Task requirements:
Which lines of the data include the string "says"? List them all.

[Records from a data source]

[Start of section]

Issue #576, opened 2019-01-18
Update atlas docker image


planetf1:
Additional Atlas fixes have been made in PR (#575) for issue #562 by graham wallis

As we don't yet have our docker builds automated I need to rebuild manually.

planetf1:
done

Issue #345, opened 2018-11-02
Add openLDAP to helm charts


planetf1:
Add an example open ldap configuration to helm charts

Most real environments using Egeria are likely to make use of ldap for user authentication (and potentially for user role/group membership)

The existing charts should be extended to add ldap service, and to knit use of this service into the other deployed services (ie ranger etc)

planetf1:
LDAP setup is now performed by an additional container 

Note that the .ldif files previously checked in needed to be refactored.
Additionally there were some errors with the group definitions which have been corrected
Additional to limit the additional scope of changes the default openldap org of example.org has been left as is - this can be changed in a future PR

planetf1:
After builds updated, this has been verified to work ok. The VDC ldap server now has coco pharma personas

PR #778, opened 2019-02-21
Helm20 : Enable docker build by maven

planetf1:
See #576 for details on this change

Docker images can now be built using something similar to
mvn clean install -Ddocker -Ddocker.repo=planetf1

Note
 * docker needs to be installed locally
 * Significant disk space is needed 
 * The build may take an hour or more as atlas, egeria and other software all gets recompiled (again) from source with the current Dockerfiles (optimization is the subject of other issues)

### DIFF
--- a/open-metadata-resources/open-metadata-deployment/docker/README.md
+++ b/open-metadata-resources/open-metadata-deployment/docker/README.md
@@ -26,6 +26,6 @@ In this example:
  * All docker builds will currently set the tag (version) to be the same as the maven version ie 1.1-SNAPSHOT. This means that when testing it is imperitive to always force pull fresh images, or an old version may be used. For example when using kubernetes ensure ImagePullPolicy = 'Always'
 . Previously every single change was versioned, but this led to significant overhead in storage as well as constant changes in the source code just to do a rebuild.
 
-* If DOCKER_HOST is set to a remote host connecton using ssh, the docker build may fail. Refer to https://github.com/spotify/dockerfile-maven/issues/272 for further information
+* If DOCKER_HOST is set to a remote host connecton using ssh, the docker build may fail. Refer to https://github.com/spotify/dockerfile-maven/issues/272 for further information 
 
 * If building on MacOS, the OSX credential store is not supported for docker logins (which is needed to push an image to the repo). To workaround this remove the line '"credsStore": "osxkeychain",' from ~/.docker/config.json and reissue 'docker login'. See https://github.com/spotify/dockerfile-maven/issues/273 for further info


planetf1:
This has also pulled in changes for ldap in #345 - which isn't tested yet, but doesnt cause breakage, and required the build to be addressed prior to continuing.

open-metadata-resources/open-metadata-deployment/charts/vdc/values.yaml
```diff
@@ -73,8 +73,8 @@ igc:
 image:
   ranger:
     repository: planetf1/ranger-admin-egeriavdc
```
cmgrote: These are all still hard-coded to your personal Docker repo...  Is there not some way in Helm to have a single parameter for repository, and then use `{{ repo }}` (or similar) in each of these to repeat it (so there's only one value to overload)?

cmgrote:
The other area I think we can optimise is this double-container setup everywhere for the "init" pieces...  Have you seen this (temporal) `initContainer` functionality that can be put into the k8s manifests (helm templates)?

https://kubernetes.io/docs/concepts/workloads/pods/init-containers/

It would give us the basic "orchestration" to wait on bringing up a particular pod's real container until other pods / services it depends on are available and running, and also means we wouldn't need to have utilities in the runtime containers themselves to do things like check other services are running (eg. `curl`, `http`, etc). (Since these initContainers block bringing up that pod's real container until the dependencies are confirmed, though, they couldn't be used for post-up configuration that some of the existing "init-xyz" are doing. But I suspect there are alternative practices for that, where needed... having a separate long-running container in the same pod that's quickly finished doing any meaningful work seems clunky?)

planetf1:
Yes, I've come across init containers. 

I wasn't able to solely go with init containers initially, since I needed to 'configure'  the associated container. 

You are correct though that where we are waiting for an external resource, let's consider kafka for example, then an init container could be used, though in theory at least for egeria, the implementation does in theory allow for the server coming up even before kafka is present, and messages will be queued...

Another use for an init container could be to build configuration for the real container -- if something more complex than a simple file is needed. 

In terms of the current 'sidecar' approach -  we're likely to enhance egeria to allow a server to be auto-started based off configuration, and simplify how it's role is defined, and it may be simple enough to allow a basic file/configmap to be used. In the egeria case at least (and hence also for igc event mapping/connector, UI, security sync etc). So that could remove the need for this sidecar entirely

Another approach where there are dependencies between services is to use statefulsets - since then very clear assertions can be made about sequencing, dependencies, and parallelism. The downside (and upside) is a more tightly bound service, which seemed to add complexity for an experimental 'demo' environment. That being said it is a technique to consider on a case by case basis -- if we do have any tightly clusterered pieces.

open-metadata-resources/open-metadata-deployment/charts/vdc/values.yaml
planetf1: yes undersood -- actually the default is encoded for sure, but all these values can be overriden in helm already .

This issue was concerned with the maven build process only... and minimal changes to allow things to still work (hence why the tags got updated). refactoring of the helm charts will be in another change. Baby steps. small increments. There are so many moving parts. My plan is to simplify the override by allowing a user to specify the repository base name just once rather than multiple times, and probably similar for the tags

I'd propose to leave a default in place -- the images indicated are on docker hub so available to all, which means they would work for a chart consumer with no changes. At some point I hope we can get images under the 'odpi' account, at which point the default will change away from my account. But we don't have that capability yet,.

planetf1:
recheck

PR #795, opened 2019-02-28
Helm21 : Support Java Debug

planetf1:
See #576 for docs

### DIFF
--- a/open-metadata-resources/open-metadata-deployment/README.md
+++ b/open-metadata-resources/open-metadata-deployment/README.md
@@ -12,7 +12,7 @@ Currently the focus is on Helm charts to facilitate deployment to Kubernetes clu
 
 Docker images are created independently from this project and hosted on docker hub.
 
-Helm charts will be reused from other helm repos when available
+Helm charts will be reused from other helm repos when available.
 
 ## Kubernetes install
 


cmgrote:
Just raises one question for me: do we want to have a single Egeria image in which we bundle all of the components (eg. OMAG Server Platform, UI, etc) and choose at runtime which one to startup? Or a different image per component?

The latter gives us smaller images, of course, but more images overall... But sticking with container ethos regardless of the number of images they should be started as separate containers, really (ie. one process per container) (?)

I'm sort of leaning towards an image per component, as I think it'll be easier to maintain and manage at runtime than a complicated entrypoint script / override (?) (I have a multi-stage build in the works already that will build Egeria only once as a stage, and then use that build image as the sourcing point for multiple runtime images -- so if it's the build process that's a concern that should be (nearly) overcome...)

planetf1:
I would agree one container per executing runtime.
Where the contents of the container need to be the same - or nearly, then we should use the same image.
An example would be egeria (main omag server) , IGC connector. Currently the design is that both run within the server chassis - so it's basically the same code, just configured (via REST or the config file) seperately.
The UI code does launch a seperate jar currently, but it's about to be added to server chassis, which is why I am also using the same image. It's also why the standard technique of specifying CMD (which can be overriden) is used in addition to entrypoint. But in the UIs case that override will likely go away -- but it's hard to know when or how exactly as it itself is a moving target which we need to flexibly adapt to.

I have removed the additionally image variables as they were superfluous since we are using the same image.

In this PR case the entrypoint was necessitated by wanting to evaluate environment variables AT RUN TIME.. This can't be done directly in CMD or ENTRYPOINT and needs to be done via a script - a common pattern. See the postgres container for example. I could have introduced the entire environment variable, but felt it was clearer and safer to just allow debug on/off

it's true we *could* extend entrypoint to also add other script snippets, or make extensions configurable - some containers for example use 'run-parts' to run extra bits, but I've not jumped to that yet

planetf1:
Let me know if you have other concerns. I'll plan to promote otherwise in a few hours to work through some of the debugging/deployment issues around ui,asset catalog.

planetf1:
For some reason the 'DCO check' (which just checks signatures and takes <1s) was 'stuck' in pending status. I just pushed a readme dummy update to force a recheck so that I can merge...

Issue #815, opened 2019-03-05
Maven docker build fails after refactoring


planetf1:
```
20:20 $ mvn clean install -Ddocker -Ddocker.repo=planetf1
[INFO] Scanning for projects...
[ERROR] [ERROR] Some problems were encountered while processing the POMs:
[ERROR] Resolving expression: '${docker.registry}': Detected the following recursive expression cycle in 'docker.registry':
[docker.registry] @
 @
[ERROR] The build could not read 1 project -> [Help 1]
[ERROR]
[ERROR]   The project org.odpi.egeria:open-metadata-docker:1.1-SNAPSHOT (/home/jonesn/src/egeria/open-metadata-resources/ope
n-metadata-deployment/docker/pom.xml) has 1 error
[ERROR]     Resolving expression: '${docker.registry}': Detected the following recursive expression cycle in 'docker.registr
y': [docker.registry] -> [Help 2]
[ERROR]
[ERROR] To see the full stack trace of the errors, re-run Maven with the -e switch.
[ERROR] Re-run Maven using the -X switch to enable full debug logging.
[ERROR]
[ERROR] For more information about the errors and possible solutions, please read the following articles:
[ERROR] [Help 1] http://cwiki.apache.org/confluence/display/MAVEN/ProjectBuildingException
[ERROR] [Help 2] http://cwiki.apache.org/confluence/display/MAVEN/InterpolationCycleException
```

planetf1:
Note this is an optional step - does not affect main build, only build of refactored docker images

cmgrote:
I made registry a required option (see README) — if there’s a way to default it to Docker public but otherwise still include it (where it was previously missing) happy to do that?

planetf1:
Tested with
mvn clean install -Ddocker -Ddocker.repo=planetf1 -Ddocker.registry=localhost:5000 -> pushes to docker registry
(having run docker run -d -p 5000:5000 --restart=always --name registry registry:2)
mvn clean install -Ddocker -Ddocker.repo=planetf1 -> pushes to docker hub as default
mvn clean install -Ddocker -> fails with error that repo isn't specified

PR #816, opened 2019-03-06
#815 fix docker build

planetf1:
See #815 


planetf1:
thanks... will merge. however the build infrastructure is stalled again, so have chased support team and will merge once able to. thanks for testing.

Issue #831, opened 2019-03-08
Updates to helm charts to better support local & cloud


planetf1:

planetf1:
A couple of minor changes
 - <! xml marker in yaml comment
 - external IGC configurable port
 - IGC auth base64 string moved out of configmap into values
 - default to no debug (egeria policy -- I override it locally)
 - a few lint issues noticed whilst debugging (Note: there are more.....)
 - default IGC to disabled (most users won't have access to the image)
 - comment on how to rebuild docker images

planetf1:
* Introduced new _kafkaauth.tpl. This is prefixed _ so that helm does not interpret as a k8s resource. Instead it provides a few common templates for external kafka. At this time these are supporting IBM IKS, but a conditional could be added here to support other environments
* Changed external kafka values to improve structuring of external config. I did consider adding individual parms, or a custom map to allow for any extra kafka parms, but this makes configuration for known services more complex. Skipped for now, but in future we may want provider: custom & allow for any custom values
* modified jobs/deployments to include the k8secret (from template above), and make use of the new kafka fragment when configuring eventbus. To reduce risk and improve readability the old parms were left in-situ - new code used for external kafka only
*Fixed up a few template parsing issues (based on parms)
* Removed basic kafka monitor

planetf1:
Note that the secret is assumed to contain two values
 username
 password

to create this you can use
```
echo -n 'token' > username
echo -n '<APIKEY>' > password
kubectl create secret generic auth-vdc-kafka --from-file=./username --from-file=./password
```

For IBM Event Streams you can use user/password (cloud) or token/key (cloud and on-prem) - other providers are expected to work similarly.

PR #832, opened 2019-03-08
#831 updates to work better in cloud & local

planetf1:


open-metadata-resources/open-metadata-deployment/charts/vdc/Chart.yaml
```diff
@@ -1,7 +1,8 @@
 # <!-- SPDX-License-Identifier: Apache-2.0 -->
```
cmgrote: Worth dropping the XML comment surround here as well?

open-metadata-resources/open-metadata-deployment/charts/vdc/templates/ibm-igc.yaml
```diff
@@ -174,7 +174,7 @@ spec:
                 name: {{ include "myapp.fullname" . }}-configmap
           env:
             - name: "logging.level.org.odpi.openmetadata.adapters.repositoryservices.igc"
-              value: "DEBUG"
+              value: {{ .Values.logging.level }}
```
cmgrote: We should probably just drop this environment variable from the default config (or inherit the top-level logging rather than this IGC-specific-level) (?)

planetf1: Currently that fragment does inherit a common logging value from the template -- obviously if the user of that variable within the code changes then we should update accordingly.

The value is defaulted to no logging on the principle that debug should be possible via audit logs.

open-metadata-resources/open-metadata-deployment/charts/vdc/Chart.yaml
planetf1: Agreed - cut/paste error.
Corrected and repushed.

open-metadata-resources/open-metadata-deployment/charts/vdc/templates/ibm-igc.yaml
planetf1: suggest we push add-is, and if a change is needed go with new issue.
I think the proposed change is a step forward.

Issue #918, opened 2018-11-14
virtualbox-ext-oracle out of date


evansan:
### 问题类型 / Type of issues

* 过期软件包 / out-of-date packages

### 受影响的软件包 / Affected packages

* virtualbox-ext-oracle

lilydjwg:
The issuebot has a bug....(actually I've filed [a Python bug](https://bugs.python.org/issue35246).)

Issue #708, opened 2018-04-19
virtualbox-ext-oracle out of date


yan12125:
### 问题类型 / Type of issues

* 过期软件包 / out-of-date packages

### 受影响的软件包 / Affect packages

* virtualbox-ext-oracle

----

In nvchecker.ini, virtualbox-ext-oracle uses `pacman = virtualbox`.

https://github.com/archlinuxcn/repo/blob/0619edc6a67616aaf7bc2cf601c3d8de467f8598/nvchecker.ini#L325-L326

As a result, people have to wait for updates of pacman databases on the build machine to get updated virtualbox-ext-oracle.

Here are two options:
* Switch to `archpkg = virtualbox`
* Switch to `aur = `. The AUR package virtualbox-ext-oracle is now maintained by eworm, the TU who also maintains community/virtualbox. In recent versions, virtualbox-ext-oracle were all updated soon after community/virtualbox is bumped. For example, virtualbox 5.2.10-1 is signed on 2018-04-17 21:20 UTC and virtualbox-ext-oracle 5.2.10-1 is updated on 2018-04-17 21:34:42 UTC.

lilacbot:
build log for auto building out-of-date packages:
```
[2018-02-28 18:10:16] virtualbox-ext-oracle 5.2.8-1 successful
```

yan12125:
Well, 下次virtualbox-ext-oracle更新時應該還是會有類似的問題(這次archlinuxcn比aur晚兩天)，下次遇到再來處理好了

PR #919, opened 2018-11-14
virtualbox-ext-oracle: make it follow AUR

yan12125:
This package was tracking local pacman database. If local databases are
not up-to-date, this package will not be updated either. This is the
case on build.archlinuxcn.org as of now.

Closes: https://github.com/archlinuxcn/repo/issues/918

### DIFF
--- a/nvchecker.ini
+++ b/nvchecker.ini
@@ -310,7 +310,7 @@ pypi = uniout
 github = dubiousjim/dcron
 
 [virtualbox-ext-oracle]
-pacman = virtualbox
+aur =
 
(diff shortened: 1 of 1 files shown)


yan12125:
> But why not use `archpkg`?

As I mentioned in https://github.com/archlinuxcn/repo/issues/708#issue-315835776, aur/virtualbox-ext-oracle is well maintained. For this package, following AUR should lower maintanence burden than following the corresponding Arch package.

> Also could you use lilac.yaml?

I can do that later.

PR #925, opened 2018-11-23
Switch sasasu's package to lilac.yaml

Sasasu:


lilydjwg:
Don't delete lilac.py. You can use an empty file if you have nothing to write in it.

PR #935, opened 2018-11-28
migrate i3blocks-gaps-git to lilac.yaml

masakichi:


tobiichiamane:
It need an empty lilac.py. Because lilac will generate a part of lilac.py according to lilac.yaml, and merge into the original py file.

masakichi:
updated: keep the lilac.py empty.

PR #979, opened 2018-12-30
Feature/static dep check

VOID001:
Check static dependency errors as soon as possible in order to notify the developer basic configuration error in lilac.py and lilac.yaml. Avoid waiting for 8 hours until lilac start the job and complain the package fail to meet the depdency requirement.

https://travis-ci.org/archlinuxcn/repo/builds/473455675

### DIFF
--- a/.gitignore
+++ b/.gitignore
@@ -3,6 +3,8 @@
 !.travis.yml
 !.git*
 !.github/**
+!.lilaclib.py
+lilaclib.py
 pkg/
 src/
 *.xz
--- a/.gitignore
+++ b/.gitignore
@@ -37,3 +37,4 @@ linux.install.pkg
 *.bin
 *.exe
 *.ttf
+__pycache__/
--- a/.lilaclib.py
+++ b/.lilaclib.py
@@ -1,8 +1,0 @@
-def aur_pre_build(): pass
-def pre_build(): pass
-def pypi_pre_build(): pass
-def vcs_update(): pass
-def aur_post_build(): pass
-def post_build(): pass
-def post_build_always(): pass
-def pypi_post_build(): pass
--- a/.lilaclib.py
+++ b/.lilaclib.py
@@ -1,0 +1,8 @@
+def aur_pre_build(): pass
+def pre_build(): pass
+def pypi_pre_build(): pass
+def vcs_update(): pass
+def aur_post_build(): pass
+def post_build(): pass
+def post_build_always(): pass
+def pypi_post_build(): pass
--- a/.travis.yml
+++ b/.travis.yml
@@ -35,7 +35,6 @@ install:
 
 script:
     - python3 --version
-    - mv .lilaclib.py lilaclib.py
     - export PYTHONPATH=$PYTHONPATH:$(pwd)
     - ./pre-commit --all # checking all PKGBUILD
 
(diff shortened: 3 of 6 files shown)


VOID001:
Developers should move `.lilaclib.py` to `lilaclib.py`  in the repo root to use the `pre-commit` hook

yan12125:
> Developers should move `.lilaclib.py` to `lilaclib.py` in the repo root to use the pre-commit hook

A wild guess - adding some stuff in `sys.modules` might remove the necessity of this step.

yan12125:
> Yes, you can fake such a module.

I created it in 77660f3e990fad5f477ddaf9614556fd8fa25aac. I omit pre_build, post_build and post_build_always as they are provided by individual lilac.py files instead of lilaclib.

yan12125:
I attempted to rebase this branch onto the current master, but the `pre-commit` test crashes with segmentation fault. Any ideas?

lilydjwg:
You may want to [enable debug mode](https://docs.travis-ci.com/user/running-build-in-debug-mode/) and figure out what causes the segfault. Also you may want to use a newer Python.

yan12125:
Thanks for the info. Following the API call on that page always give me 403 forbidden. On the other hand, I can reproduce the crash locally on a 18.04 container. The last few frames in the stack trace are:
```
(gdb) bt
#0  0x0000000000000000 in ?? ()
#1  0x00007f2ca7bdc4a2 in ?? () from /usr/lib/x86_64-linux-gnu/libalpm.so.11
#2  0x00007f2ca7bdd007 in alpm_find_satisfier () from /usr/lib/x86_64-linux-gnu/libalpm.so.11
#3  0x00007f2ca7e03262 in pyalpm_find_satisfier (self=<optimized out>, args=<optimized out>) at src/pyalpm.c:55
```
And instructions around frame `#1` are:
```
(gdb) disassemble 0x00007f2ca7bdc49d,+10
Dump of assembler code from 0x7f2ca7bdc49d to 0x7f2ca7bdc4a7:
   0x00007f2ca7bdc49d:  callq  0x7f2ca7bcf220 <alpm_pkg_get_provides@plt>
=> 0x00007f2ca7bdc4a2:  mov    %rbx,%rdi
   0x00007f2ca7bdc4a5:  mov    %rax,%rsi
```
The PLT entry points to NULL. Sounds a broken runtime linker or corrupted memory.

lilydjwg:
> Following the API call on that page always give me 403 forbidden.

You need to mail their support team to enable that as the page says (and it is Saturday today...). But you've reproduced it locally so it's not needed :-)

yan12125:
> You need to mail their support team to enable that as the page says

Oops, didn't notice that.

No matter that crash is fixed or not, I'm rather suspectible about using pyalpm/libalpm natively on Ubuntu. IMO that brings much higher maintenance costs for the `pre-commit` script.

lilydjwg:
Yes, there would be a lot of things to maintain. I prefer to use a container so we don't need to mess up with Ubuntu and deb packages.

SilverRainZ:
Any progress? or considering close it?

VOID001:
any updates on this pr？ if no then I will close it

yan12125:
It's up to the author to keep this PR open or not~

Anyway, this PR needs non-trivial changes after CI migrates from Travis to GitHub actions.

PR #994, opened 2019-01-06
tree-wide: fix incorrect vcs specs in update_on

yan12125:
Most likely they are victims of a nvchecker2yaml bug.


yan12125:
Thanks for looking into this! Yep the fixed version is equivalent to `vcs =`, which informs nvchecker to use the VCS URL from PKGBUILD.

PR #1089, opened 2019-03-19
python-torchvision: update lilac.yaml & lilac.py, also add quote to $var

hubutui:
now update on github release.


edward-p:
> looks good to me.

+1

PR #1096, opened 2019-03-23
jdownloader2: remove an unused file

yan12125:
Both JDownloader and jdownloader are in the repo, which confuses case-insensitive file systems like APFS. (I sync the archlinuxcn repo across all my devices, so this repo appears on both EXT4 and APFS.)


heavysink:
非常感谢！

PR #1113, opened 2019-04-05
add python-skorch

hubutui:
A scikit-learn compatible neural network library that wraps pytorch.


dctxmei:
This seems worth trying.

PR #1114, opened 2019-04-05
add python-augmentor

hubutui:
Image augmentation library in Python for machine learning


dctxmei:
The test was successful. By the way, your blog is not bad.

PR #1149, opened 2019-04-30
add 3dslicer-bin

hubutui:
A multi-platform, free open source software package for visualization and medical image computing


archlinuxcn/3dslicer-bin/lilac.py
```diff
@@ -0,0 +1,23 @@
+#!/usr/bin/env python3
+
+from lilaclib import *
+import subprocess
+
+def pre_build():
+  update_pkgver_and_pkgrel(_G.newver.lstrip('v'))
+  cmd = "curl https://download.slicer.org/ |grep bitstream |cut -d '/' -f 3 |cut -d '\"' -f 1 |sed -n 3p"
```
edward-p: Try to use escape character `\'` for `'` here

[End of section]

Exercise response:
You need to mail their support team to enable that as the page says (and it is Saturday today...). But you've reproduced it locally so it's not needed :-)
> You need to mail their support team to enable that as the page says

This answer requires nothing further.